Up till python 3.5 'backslashreplace' is an encode only handler.
Yet there are snippets floating about implementing it for decode.
This is one of them.

import codecs
_backslashreplace_errors = codecs.backslashreplace_errors

def backslashreplace_errors(exc):
  if isinstance(exc, UnicodeDecodeError):
    tohex = lambda c: "\\x{0:02x}".format(c)
    u="".join([tohex(exc.object[c]) for c in range(exc.start,exc.end)])
    return (u, exc.end)
  return _backslashreplace_errors(exc)

codecs.register_error('backslashreplace', backslashreplace_errors)

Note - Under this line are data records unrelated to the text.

PR #478, opened 2017-09-15
FPS instrument

setrofim:
Implement FPS instrument based on devlib, replicating the corresponding
functionality in WA2.

NOTE: This depends on devlib pull request https://github.com/ARM-software/devlib/pull/170

PR #482, opened 2017-09-19
Uibench

bjackman:
This was mainly an experiment to get started with WA3 but the result does work. Required cherry-picking two commits from https://github.com/ARM-software/workload-automation/pull/478 so can probably wait until that's merged at which point I'll rebase (UiBench is useless without gfxinfo anyway, it doesn't have any metrics of its own).

### DIFF
--- a/wa/workloads/uibench/__init__.py
+++ b/wa/workloads/uibench/__init__.py
@@ -1,0 +1,60 @@
+#    Copyright 2017 ARM Limited
+#
+# Licensed under the Apache License, Version 2.0 (the "License");
+# you may not use this file except in compliance with the License.
+# You may obtain a copy of the License at
+#
+#     http://www.apache.org/licenses/LICENSE-2.0
+#
+# Unless required by applicable law or agreed to in writing, software
+# distributed under the License is distributed on an "AS IS" BASIS,
+# WITHOUT WARRANTIES OR CONDITIONS OF ANY KIND, either express or implied.
+# See the License for the specific language governing permissions and
+# limitations under the License.
+#
+
+from time import sleep
+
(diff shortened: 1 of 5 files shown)


wa/workloads/uibench/__init__.py
```diff
@@ -0,0 +1,60 @@
...
+        'TrivialListActivity',
+        'TrivialRecyclerViewActivity',
+    ]
+
+    parameters = [
+        Parameter('activity',
+                  mandatory=True,
+                  allowed_values=test_activities,
+                  description='ID of the UiBench test activity to be run.'),
+        Parameter('duration_s', kind=int, default=10,
```
setrofim: Should be just `"duration"` -- do not suffix with units (should be documented in the description).

wa/workloads/uibench/__init__.py
```diff
@@ -0,0 +1,60 @@
...
+        'ActivityTransition',
+        'ActivityTransitionDetails',
+        'TrivialAnimationActivity',
+        'TrivialListActivity',
+        'TrivialRecyclerViewActivity',
+    ]
+
+    parameters = [
+        Parameter('activity',
+                  mandatory=True,
```
setrofim: Mandatory parameters should be avoided unless absolutely necessary -- pick on of the available activities as the default.

bjackman:
Thanks for the review. After looking at what the various activities do, in order to pick a useful-looking one as the default, I discovered that UiBench doesn't actually do anything for most of them, it just opens the activity and then sits there (the activity I was using to test this Workload is an exception, for some reason). So I guess this is useless. IIUC there's an auxiliary package that does the actual testing, so I'll reopen this when I've figured that out...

Now let's take a few semi-random byte strings:
a=b"nm\xf6p\x00p"
b=b"nm\xf6p\x00pj"
c=b"nm\xf6p\x00pjk"

Now, c.decode('utf-8', 'backslashreplace') produces the expected result ('nm\\xf6p\x00pjk'), yet neither a nor b do and that happens on both amd64 and x86 (though the semi-random part differs).

For example, on x86 it's 'nm\\xf6p\x00d' and 'nm\\xf6p\x00d\x02' ("'nm\\\\xf6p\\x00\\x00'" and "'nm\\\\xf6p\\x00\\x00\\x00'" with repr).

So, am I doing something wrong or does the problem lie within python ?

Comment 1 Dirkjan Ochtman (RETIRED) gentoo-dev

2015-07-12 15:11:24 UTC

This is not a Gentoo bug. Please take your question to the Python community, as suggested elsewhere.